Рассматривая указанное дело, Верховный Суд РФ прямо указал, что субсидиарная ответственность по обязательствам должника является разновидностью гражданско-правовой ответственности и наступает в связи с причинением вреда имущественным правам кредиторов подконтрольного лица. Следовательно, долг, возникший из субсидиарной ответственности, должен быть подчинен тому же правовому режиму, что и иные долги, связанные с возмещением вреда имуществу участников оборота, а каких-либо оснований полагать, что обязанность возместить кредиторам убытки неразрывно связана с личностью должника, не имеется.

Долг, возникший в результате привлечения наследодателя к субсидиарной ответственности, входит в наследственную массу, а иное толкование допускало бы возможность передавать наследникам имущество, приобретенное либо сохраненное наследодателем за счет кредиторов незаконным путем, предоставляя в то же время такому имуществу иммунитет от притязаний кредиторов, что представляется несправедливым.

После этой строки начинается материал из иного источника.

PR #861, opened 2024-01-19
chore: Rename "prisma" username to "electric-generator"

alco:
Closes VAX-1510.


kevin-dp (approved):
LGTM

icehaunter:
> At this point, merging it would do more harm than good. People will need to update both the server and the client at the same time to keep the client-side CLI working correctly with the new username. There are probably other potential breakages that weren't a concern at the time.

as per @alco, so closing for now

PR #862, opened 2024-01-19
fix(cli): Map http(s) scheme in service URL to ws(s) when starting proxy-tunnel

alco:
Fixes VAX-1544.

### DIFF
--- a/clients/typescript/src/cli/tunnel/command-proxy-tunnel.ts
+++ b/clients/typescript/src/cli/tunnel/command-proxy-tunnel.ts
@@ -80,7 +80,7 @@ function log(...args: any[]) {
 }
 
 function mapHttpToWebSocketInUrl(urlString: string) {
-  let url = new URL(urlString)
+  const url = new URL(urlString)
   switch (url.protocol) {
     case 'https:': {
       url.protocol = 'wss:'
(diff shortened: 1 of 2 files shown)


samwillis (approved):
👍

clients/typescript/src/cli/tunnel/command-proxy-tunnel.ts
```diff
@@ -17,10 +17,14 @@ export function makeProxyTunnelCommand() {
...
       const localPort = parsePort(opts.localPort)
-      proxyTunnel({
-        serviceUrl: config.SERVICE,
-        localPort,
-      })
+
+      try {
+        const serviceUrl = mapHttpToWebSocketInUrl(config.SERVICE)
+        proxyTunnel({ serviceUrl, localPort })
+      } catch (error) {
```
alco, line 24: I had to add this try-catch block because without it the command would fail with this unfriendly message:
```
$ npx electric-sql proxy-tunnel
node:internal/process/promises:289
            triggerUncaughtException(err, true /* fromPromise */);
            ^

[UnhandledPromiseRejection: This error originated either by throwing inside of an async function without a catch block, or by rejecting a promise which was not handled with .catch(). The promise rejected with the reason "Invalid URL scheme in ELECTRIC_SERVICE: httpx://electric-sync-service-ziput.ondigitalocean.app/".] {
  code: 'ERR_UNHANDLED_REJECTION'
}
```

PR #865, opened 2024-01-22
feat (client): read-only connectivity state and disconnect method

kevin-dp:
This PR makes the connectivity state read-only.
To connect or disconnect the client, the user can now call the `connect` and `disconnect` methods on the `ElectricClient` that is returned from `electrify`.

I added an e2e test that checks that `connect`/`disconnect` work as expected.

Fixes VAX-1474 and VAX-1550.


clients/typescript/src/satellite/process.ts
```diff
@@ -724,6 +690,13 @@ export class SatelliteProcess implements Satellite {
...
   }
 
+  /**
+   * @returns True if a JWT token has been set previously. False otherwise.
+   */
+  hasToken(): boolean {
+    return this._authState?.token !== undefined
+  }
+
   async connectWithBackoff(): Promise<void> {
```
msfstef, line 700: Connecting with a backoff here creates a "waiter" that is resolved once the connection is established (or rejected when connection fails), and the `connect` public API calls this satellite method.

I _think_ that it's possible for someone to call `connect`, and while the `initializing` waiter is unresolved and a connection is being established, the `disconnect` method is called, disconnecting the client temporarily, but without interrupting the `connectWithBackoff` call. So after a `disconnect` call it's still possible for the client to connect because of a previous `connect` call that's still trying.

Am I missing something, or should we be somehow "interrupting" the backoff call (or making it contingent on `initializing` not having been rejected, e.g.:)
```
await backOff(async () => {
    if (this.initializing?.finished()) return
    ... blah blah ...

disconnect(error?: SatelliteError): void {
    this.client.disconnect()
    this._notifyConnectivityState('disconnected', error)
    this._initializing?.reject( ... connection attempt interrupted error .... )
  }

```

clients/typescript/src/frameworks/react/hooks/useConnectivityState.ts
```diff
@@ -73,26 +63,7 @@ const useConnectivityState: HookFn = () => {
...
-
-    setState(nextState)
-  }
-
-  return {
-    connectivityState: state,
-    setConnectivityState: setState,
-    toggleConnectivityState: toggleState,
-  }
+  return state
```
msfstef, line 66: Should we perhaps return `{ connectivityState: state }` in order minimise how much we break any clients who were using this as a read-only hook?

If we want to avoid a breaking change we could also leave the hook as is, make it use the new API from the `electric` instance internally, deprecate this hook, and add a new hook, but might not be worth it for what is probably a relatively low-usage feature so feel free to ignore this.

docs/api/clients/typescript.md
```diff
@@ -147,6 +150,13 @@ In addition, one can execute raw SQL queries using the `electric.db.raw` and `el
 Raw queries should be used with caution as they are unchecked and may cause the sync service to stop if they are ill-formed.
 Therefore, only use raw queries for features that are not supported by our regular API.
 
+## Connectivity methods
+
+The Electric client provides three connectivity methods:
+- `connect(token?: string)`: connects to Electric using the provided token. Can be used to reconnect to Electric in case the connection breaks; if the token is not provided the previous one is used.
+- `disconnect()`: disconnects from Electric. Can be used to go into offline mode.
```
msfstef, line 157: nit: since AFAIK we don't have a clear definition of offline mode, might be worth clarifying that this means that no data is replicated/sent upstream while disconnected?

clients/typescript/src/satellite/index.ts
```diff
@@ -65,8 +65,10 @@ export interface Satellite {
 
   start(authConfig: AuthConfig): Promise<void>
   stop(shutdown?: boolean): Promise<void>
-  setToken(token: string): void
+  setToken(token?: string): void
+  hasToken(): boolean
```
msfstef, line 69: question: would a failed connection set the token to "undefined" or would it leave the invalid token there? i.e. would `hasToken` always return true once a token has been provided even if it ceases to be valid?

msfstef (commented):
Looks good! Left a couple of questions and comments

docs/api/clients/typescript.md
kevin-dp: Not sure we need to explicitly tell this, it seems quite obvious that no more data is exchanged with Electric if you explicitly disconnect from Electric.

clients/typescript/src/frameworks/react/hooks/useConnectivityState.ts
samwillis: Along with the braking changes in #828, I'm not worried about this. It's going to be a lesser used API. We just document the change.

clients/typescript/src/satellite/process.ts
kevin-dp: This could indeed happen, but perhaps that is to be expected?
At the time the client called `disconnect` they were not connected in the first place.
So i'm not sure what you would expect to happen at that point.
Having `disconnect` cancel the waiter would be a possibility.

kevin-dp: Consensus seems to be that `disconnect` should cancel the waiter. Will implement it as per your suggestion, thanks!

kevin-dp: I pushed a commit that does this. Will ask @icehaunter to review that commit because there are some subtleties here wrt promise rejections and them being caught/uncaught. I added a unit test to check that `disconnect` cancels the connection.

msfstef (approved):
Looks good, nice work!

Just to confirm, from what I could tell `disconnect` synchronously cancels the connection and cleans up resources so there's no case of a user calling `disconnect` and a subsequent `connect` and there being a race condition where it ends up cancelling the connect call, right? (basically the reverse case of the client connecting after a `disconnect` call)

kevin-dp:
> Looks good, nice work!
> 
> Just to confirm, from what I could tell `disconnect` synchronously cancels the connection and cleans up resources so there's no case of a user calling `disconnect` and a subsequent `connect` and there being a race condition where it ends up cancelling the connect call, right? (basically the reverse case of the client connecting after a `disconnect` call)

Indeed, `disconnect` is synchronous :-)

clients/typescript/src/satellite/index.ts
kevin-dp: Indeed, the token is not removed even if we would fail to connect because e.g. the token is invalid.

clients/typescript/src/satellite/process.ts
```diff
@@ -819,9 +799,29 @@ export class SatelliteProcess implements Satellite {
...
+        ? new SatelliteError(
+            SatelliteErrorCode.CONNECTION_CANCELLED_BY_DISCONNECT,
+            `Connection cancelled by 'disconnect'`
+          )
+        : undefined)
     this.client.disconnect()
-    this._notifyConnectivityState('disconnected', error)
+    this._notifyConnectivityState('disconnected', opts?.error)
+    if (opts?.issuedByClient) {
+      this.cancelConnectionWaiter(error!)
```
icehaunter, line 823: I'm not a fan off this call signature

Reasoning and questions:
1. If `disconnect` is meant to always be called with at least one key, then `{ error: SatelliteError } | { issuedByClient: true }` argument type seems more precise
2. I would appreciate a comment on why  we only call `cancelConnectionWaiter` only if it's issued by client. If we can call it always, then we should and then we can simplify the call signature down to just `error?: SatelliteError` without wrapping and pass cancelled by disconnect expliticly in the only place of call (tests can duplicate, nbd)
3. why `_notifyConnectivityState` doesn't use built `error` variable?

kevin-dp: 1. Sometimes it's called internally in the process without any arguments, sometimes it's called internally with an error, and sometimes it's called (indirectly) by the client in which case we pass only the `issuedByClient` flag. Would you prefer this to be explicit, like so: `opts?: { error: SatelliteError } | { issuedByClient: true }` ? The straightforward signature would be `error?: SatelliteError, issuedByClient?: true` but then the (indirect) call by the client needs to provide `undefined` for the error. Perhaps that's fine as it affects only 1 call. Another way is to have it overloaded, i.e. the type be `errorOrClientFlag: SatelliteError | true` and then check whether it is an error or a boolean. wdyt?

2. The code as it was before this PR, would only reject the promise in `connectionWithBackoff` if we failed to connect after X retries. I extended the code to cancel the retries and reject the promise if the user explicitly disconnects while we're still trying to connect. If we always call `cancelConnectionWaiter` to reject the promise then the behavior becomes different from before, because in the process there can be internal calls to `disconnect` which before would not have rejected that promise. I tried this and some unit tests then start throwing `uncaught promise rejection` errors. But perhaps those are due to the unit test not having a catch on the call to connect. Still, it would mean a change in behavior (wrt what we had until now) which we need to agree on if that is what we want?

3. Yep can use `error`

icehaunter: I would honestly split the signature then. Make `disconnect(error?: SatelliteError)` as-is and instead of `cancelConnectionWaiter`, do `clientDisconnect()` that will build the error, call `disconnect`, and then  unconditionally do what's done in `cancelConnectionWaiter` code. Cleaner, more explicit, keeps the behaviour as-is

Также Верховный Суд отметил, что неосведомлённость наследников о наличии долга наследодателя на момент открытия наследства не является препятствием для включения долга в наследственную массу, поскольку под долгами наследодателя понимаются не только обязательства с наступившим сроком исполнения, но и все иные обязательства наследодателя, которые не прекращаются его смертью.

Не имеет правового значения и то, какое имущество входит в состав наследства, поскольку наследодатель обязан отвечать за свои недобросовестные действия всем своим имуществом независимо от его характеристик.

Оценивая вопрос правовой квалификации субсидиарной ответственности, Верховный Суд указал на ошибочность применения нижестоящими судами ст. 399 ГК РФ, так как субсидиарная ответственность, предусмотренная Законом о банкротстве, является самостоятельной (основной) ответственностью контролирующего лица за нарушение обязанности действовать добросовестно и разумно по отношению к кредиторам подконтрольного лица.

Таким образом, названным определением были окончательно разрешены, сформулированы и чётко обозначены три правовые позиции:

  1. Долги контролирующих должника лиц передаются по наследству;
  2. Осведомлённость наследников о долгах контролирующего лица не имеет правового значения;
  3. Состав наследства и фактическое его принятие наследниками не имеет значения.

Представляется, что закрепление указанных позиций в ближайшее время кардинально изменит направление существующей судебной практики, вызовет волну заявлений о привлечении к ответственности наследников, обеспечит процедурам банкротства большую прозрачность, предоставив механизм преодоления иммунитета наследников, а также заставит руководителей и собственников бизнеса задуматься о необходимости действовать ответственно, разумно и добросовестно, в интересах своих семей и последующих поколений.